Years later, Alfonso S. Tan filed the SEC case questioning for the first time, the cancellation of Stock
Certificates Nos. 2 and 8. He argued that he was deprived of his shares despite the non-endorsement
or surrender of his Stock Certificate Nos. 2 and 8, was without the process contrary to the provision
of Section 63 of the Corporation Code which requires “No transfer, however, shall be valid, except
as between the parties, until the transfer is recorded to the books of the corporation so as to show
the names of the parties to the transaction, the date of the transfer, the number of the certificate or
certificates and the number of shares transferred”. That without the actual delivery and endorsement
of the certificate in question, there can be no transfer, or that such transfer is null and void. Cebu
SEC Extension Office Hearing Officer held that cancellation of the shares of stocks are null and
void. On appeal, the Securities and Exchange Commission en banc unanimously overturned the
decision of the Hearing Officer.

VI. ISSUE:
Whether or not the cancellation of Stock Certificate No. 2 and the subsequent issuance of
Stock Certificate Number 8 were null and void because of the non-endorsement of Stock
Certificate No. 2 by Alfonso Tan.
VII. RULING:
No. The cancellation and the transfers of stock were valid. There was a delivery of Stock Certificate
No. 2 made by Alfonso to the corporation before it was replaced with Stock Certificate No. 6 for 50
shares to Angel Tan and Stock Certificate No. 8 for 350 shares to Alfonso. Since the certificate was
already cancelled which cancellation was also reported to the respondent Commission, there was no
necessity for the same certificate to be endorsed by the Alfonso. All the acts required for the
transferee to exercise its rights over the acquired stocks were attendant and even the corporation was
protected from other parties, considering that said transfer was earlier recorded or registered in the
corporate stock and transfer book. Furthermore, it is necessary to delineate the function of the stock
itself form the actual delivery or endorsement of the certificate of stock itself because a certificate of
stock is not necessary to render one a stockholder in a corporation. The certificate is not stock in
the corporation but is merely evidence of the holder’s interest and status in the corporation, his
ownership of the share represented thereby, but is not in law the equivalent of such ownership. It
expresses the contract between the corporation and the stockholder, but is not essential to the
existence of a share in stock or the nation of the relation of the shareholder to the corporation. The
fact of the matter is, the new holder, Angel S. Tan has already exercised his rights and prerogatives
as stockholder and was even elected as member of the board of directors in the respondent
corporation with the full knowledge and acquiescence of Alfonso.
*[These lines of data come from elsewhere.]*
PR #693, opened 2024-05-03
Separable samplers

Fletterio:
## Description
Writing the necessary stuff so that we can have decoupled image/samplers in bindings

## Testing 
I changed example 07 a little bit and it runs normally. If you remove the sampler from the equation it doesn't forward any to the vk write

## TODO list:
If you still provide a sampler in the DescWrite, it will be forwarded to Vulkan (the current way stuff works is that if the type's category is image and you provide samplers, they will be sent). I *think* this is not an issue because if the `VkDescriptorType` of the write is `VK_SAMPLED_IMAGE` the samplers of the image info are ignored. However it makes no sense to give samplers to an image info for a sampled image descriptor. If necessary I can make it generate a warning or fail


devshgraphicsprogramming:
>  However it makes no sense to give samplers to an image info for a sampled image descriptor. If necessary I can make it generate a warning or fail

Its necessary for us to ignore the sampler as well, because otherwise we write it into the lifetime tracking of the pool.

Fletterio:
I'll see when it gets lifetime tracked then and have it be ignored at that point

src/nbl/video/IDescriptorPool.cpp
```diff
@@ -14,7 +14,7 @@ IDescriptorPool::IDescriptorPool(core::smart_refctd_ptr<const ILogicalDevice>&&
...
     m_mutableSamplerStorage = std::make_unique<core::StorageTrivializer<core::smart_refctd_ptr<video::IGPUSampler>>[]>(m_creationParameters.maxDescriptorCount[static_cast<uint32_t>(asset::IDescriptor::E_TYPE::ET_COMBINED_IMAGE_SAMPLER)]);
     m_storageImageStorage = std::make_unique<core::StorageTrivializer<core::smart_refctd_ptr<IGPUImageView>>[]>(m_creationParameters.maxDescriptorCount[static_cast<uint32_t>(asset::IDescriptor::E_TYPE::ET_STORAGE_IMAGE)] + m_creationParameters.maxDescriptorCount[static_cast<uint32_t>(asset::IDescriptor::E_TYPE::ET_INPUT_ATTACHMENT)]);
     m_UBO_SSBOStorage = std::make_unique<core::StorageTrivializer<core::smart_refctd_ptr<IGPUBuffer>>[]>(m_creationParameters.maxDescriptorCount[static_cast<uint32_t>(asset::IDescriptor::E_TYPE::ET_UNIFORM_BUFFER)] + m_creationParameters.maxDescriptorCount[static_cast<uint32_t>(asset::IDescriptor::E_TYPE::ET_STORAGE_BUFFER)] + m_creationParameters.maxDescriptorCount[static_cast<uint32_t>(asset::IDescriptor::E_TYPE::ET_UNIFORM_BUFFER_DYNAMIC)] + m_creationParameters.maxDescriptorCount[static_cast<uint32_t>(asset::IDescriptor::E_TYPE::ET_STORAGE_BUFFER_DYNAMIC)]);
```
devshgraphicsprogramming, line 20: btw we should probably leverage the newfound knowledge that you can't have an UPDATE_AFTER_BIND pool and descriptors that have DYNAMIC types, probably in `ILogicalDevice::createDescriptorPool`

devshgraphicsprogramming: also one line down there's a typo/bug, its supposed to be UNIFORM_TEXEL_BUFFER + STORAGE_BUFFER_DYNAMIC

include/nbl/video/ILogicalDevice.h
```diff
@@ -889,6 +889,7 @@ class NBL_API2 ILogicalDevice : public core::IReferenceCounted, public IDeviceMe
             std::span<const IGPUDescriptorSet::SWriteDescriptorSet> writes;
             std::span<const IGPUDescriptorSet::SCopyDescriptorSet> copies;
             const asset::IDescriptor::E_TYPE* pWriteTypes;
+            uint32_t samplerCount = 0u;
             uint32_t bufferCount = 0u;
             uint32_t bufferViewCount = 0u;
             uint32_t imageCount = 0u;
```
devshgraphicsprogramming, line 895: should add a comment that `imageCount` counts both COMBINED and separatae images

devshgraphicsprogramming: ah I thought I was looking at a different struct, nvm what I said

include/nbl/asset/ICPUDescriptorSet.h
```diff
@@ -101,35 +101,7 @@ class NBL_API2 ICPUDescriptorSet final : public IDescriptorSet<ICPUDescriptorSet
 	private:
 		static inline IDescriptor::E_CATEGORY getCategoryFromType(const IDescriptor::E_TYPE type)
```
devshgraphicsprogramming, line 102: I'll just remove the function all together

include/nbl/asset/IDescriptorSet.h
```diff
@@ -92,31 +93,31 @@ class IDescriptorSet : public virtual core::IReferenceCounted // TODO: try to re
 				}
 				~SDescriptorInfo()
 				{
-					if (desc && desc->getTypeCategory()==IDescriptor::EC_IMAGE)
+					if (desc and (desc->getTypeCategory()==IDescriptor::EC_IMAGE or desc->getTypeCategory() == IDescriptor::EC_SAMPLER))
```
devshgraphicsprogramming, line 96: no when you are `EC_SAMPLER` then your `desc` is the sampler, and `sampler` is not supposed to be used

include/nbl/asset/IDescriptorSet.h
```diff
@@ -92,31 +93,31 @@ class IDescriptorSet : public virtual core::IReferenceCounted // TODO: try to re
...
 						info.image.sampler = nullptr;
 				}
 
 				inline SDescriptorInfo& operator=(const SDescriptorInfo& other)
 				{
-					if (desc && desc->getTypeCategory()==IDescriptor::EC_IMAGE)
+					if (desc and (desc->getTypeCategory()==IDescriptor::EC_IMAGE or desc->getTypeCategory() == IDescriptor::EC_SAMPLER))
```
devshgraphicsprogramming, line 102: same as https://github.com/Devsh-Graphics-Programming/Nabla/pull/693/files#r1648875709

include/nbl/asset/IDescriptorSet.h
```diff
@@ -47,9 +47,10 @@ class IDescriptorSet : public virtual core::IReferenceCounted // TODO: try to re
                 };
                 struct SImageInfo
                 {
-					// This will be ignored if the DS layout already has an immutable sampler specified for the binding.
-                    core::smart_refctd_ptr<typename layout_t::sampler_type> sampler;
-                    IImage::LAYOUT imageLayout;
+					IImage::LAYOUT imageLayout;
+					// If the binding is COMBINED, this will be ignored if the DS layout already has an immutable sampler specified for the binding
+					// If the binding is an immutable SAMPLER, whatever's here doesn't matter because the write validation will fail
```
devshgraphicsprogramming, line 52: if the binding is `SAMPLER` then its the `desc` thats the sampler, not this `sampler`

include/nbl/asset/IDescriptorSet.h
devshgraphicsprogramming: see https://github.com/Devsh-Graphics-Programming/Nabla/pull/693/files#r1648876515

include/nbl/asset/IDescriptorSet.h
devshgraphicsprogramming: this variable is only relevant for `COMBINED` and Mutable bindings, otherwise gets ignored or fails validation

include/nbl/asset/IDescriptorSet.h
```diff
@@ -92,31 +93,31 @@ class IDescriptorSet : public virtual core::IReferenceCounted // TODO: try to re
...
 
 				inline SDescriptorInfo& operator=(const SDescriptorInfo& other)
 				{
-					if (desc && desc->getTypeCategory()==IDescriptor::EC_IMAGE)
+					if (desc and (desc->getTypeCategory()==IDescriptor::EC_IMAGE or desc->getTypeCategory() == IDescriptor::EC_SAMPLER))
 						info.image.sampler = nullptr;
 					desc = other.desc;
 					const auto type = desc->getTypeCategory();
-					if (type!=IDescriptor::EC_IMAGE)
+					if (type!=IDescriptor::EC_IMAGE and type!=IDescriptor::EC_SAMPLER)
```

Due to the transfer of 50 shares,
Angel S. Tan was clothed with rights and responsibilities in the board of the respondent corporation
when he was elected as officer thereof.

VIII. DISPOSITIVE PORTION:


WHEREFORE, in view of the foregoing, the Order of the Commission under SEC-AC No. 263
dated October 10, 1990 is hereby AFFIRMED but modified with respect to the "nullity of the sale
of 350 shares represented under stock certification No. 8, pursuant to the "in pari delicto" doctrine.
The court holds that the conversion of the 350 shares with a par value of only P35,000.00 at P100.00
per share into treasury stocks after petitioner exchanged them with P2,000,000.00 worth of stocks-
in-trade of the corporation, is valid and lawful. With regard to the damages being claimed by the
petitioner, the respondent Commission is not empowered to award such, other than the imposition
of fine and imprisonment under Section 56 of the Corporation Code of the Philippines, as amended.